Ibrahim Khalid

# The Unconventional Making of This Website

Us developers, often, decide to make a personal website to showcase our work and put our name out there. These are often created from static site generators as it is quick and easy to deploy.

  • CMS platform such as SquareSpace, WordPress, etc.
  • Static site generation using development kits such as Next.JS, this requires its own hosting, such as Vercel.
  • Static site generation using markdown and Jekyll, hosted on GitHub.

The simplest one for me was using Jekyll with GitHub. But it was not very fun. I could have gone towards Next.JS SSG with hosting on Vercel, but I skill-issued my self hard and decided to hack together a weird solution using some random JavaScript libraries. I will probably re-write this site in the future using an *ackshual* platform.

npm window shopping

JavaScript is one of the languages of all time. Over all this time, many libraries/frameworks have come out to cater to all sorts of user needs. There's even an npm package for padding white space to the left of some text.

After some googling I found two libraries that seemed promising for my use case. The first is is NakedJSX, which allows me to write JSX files and "compile" them into html files. The second library I used was showdown. Showdown allows for easy conversion between HTML and markdown.
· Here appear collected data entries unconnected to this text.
Issue #494, opened 2024-05-07
Licensing violations


Zeitsperre:
Briefly looking at some of the build failures, it occurred to me that a few of our dependencies are licensed for GPLv2-only and GPLv3-only. This isn't good.

Problematic packages:
- pysheds (GPLv3)
- unidecode (GPLv3)

Fixing this may mean that we pull a few processes. Hopefully not much.

Zeitsperre:
We might be able to substitute [anyascii](https://github.com/anyascii/anyascii) for `unidecode`. Worth exploring.

PR #495, opened 2024-05-13
Drop pysheds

With the help of these packages, some tailwindcss sprinkled in, I was ready to start developing my online presence.

Build process

The majority of my site is created directly using JSX files, which are converted to html using the npx nakedsjx command. The blog content is a bit harder to do as the showdown package converts markdown to HTML, and not JSX. To solve this hurdle, I created a script that uses showdown to convert the markdown to an html representation, add some tailwind classes, and paste the contents to a template jsx file.

This file is then added to the src directory where I open an edit it for any inconsistencies and committed to git history.

Takeaway

Though this is not the best solution, it is a solution that I came up with and understand in and out. If you take a look at my work history, you will see that I do not have much front end experience or JavaScript experience. This little project is an attempt to rectify that.